Nothing should appear in the answer except the lines from the one containing "however, if we" through the end of the records below, written out exactly.

DATA SECTION section start

PR #1037, opened 2024-09-12
fix regression in construct-env.ts

### LINKED ISSUE #1036: strange behaviors with 1.2.0
These are different:

CMAKE_INCLUDE_PATH doesn't seem to be being set: https://github.com/pkgxdev/pantry/actions/runs/10776133971/job/29882224768 (1 example; a fix for another was explicit paths: https://github.com/pkgxdev/pantry/pull/7236/files

LD_LIBRARY_PATH (and path, weirdly) don't seem to include runtime deps with brewkit test? maybe? or the output is strange from brewkit is strange: https://github.com/pkgxdev/pantry/actions/runs/10820659200/job/30021167540. This should show php.net in PATH (though it clearly works on the command), and LD_LIBRARY_PATH doesn't seem to include gnu.org/gcc/libstdcxx. weirdly, laravel (#!/usr/bin/env php) works fine, but `php artisan` and `./artisan`, same bang-path, have GLIBCXX errors.

note that the second appears to be the same issue you saw in CI/CD with nodejs.

jhheider:
closes #1036

### DIFF
--- a/src/prefab/construct-env.ts
+++ b/src/prefab/construct-env.ts
@@ -37,7 +37,11 @@ export default async function(pkgenv: { installations: Installation[] }) {
 ///////////////////////// reworked from useShellEnv needs porting back to libpkgx
 async function mkenv({installations}: {installations: Installation[]}) {
   const projects = new Set(installations.map(x => `${x.pkg.project}@${x.pkg.version}`))
-  console.assert(projects.size == installations.length, "pkgx: env is being duped")
+
+  // we need to do this as well, since we allow multiple versions of e.g. unicode.org.
+  // however, if we *just* use this as `projects`, then tests below like `projects.has('cmake.org')` will fail
+  const projects_with_versions = new Set(installations.map(x => `${x.pkg.project}@${x.pkg.version}`))
+  console.assert(projects_with_versions.size == installations.length, "pkgx: env is being duped")
 
   const common_vars: Record<string, OrderedSet<string>> = {}
   const common_keys = new Set<string>()


mxcl:
I'm confused how this fixes things. If the assert was triggering before how were builds still continuing with a reduced env?

jhheider:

DATA SECTION section end

_RESULT OF THE TASK_:
+  // however, if we *just* use this as `projects`, then tests below like `projects.has('cmake.org')` will fail
+  const projects_with_versions = new Set(installations.map(x => `${x.pkg.project}@${x.pkg.version}`))
+  console.assert(projects_with_versions.size == installations.length, "pkgx: env is being duped")
 
   const common_vars: Record<string, OrderedSet<string>> = {}
   const common_keys = new Set<string>()


mxcl:
I'm confused how this fixes things. If the assert was triggering before how were builds still continuing with a reduced env?

jhheider:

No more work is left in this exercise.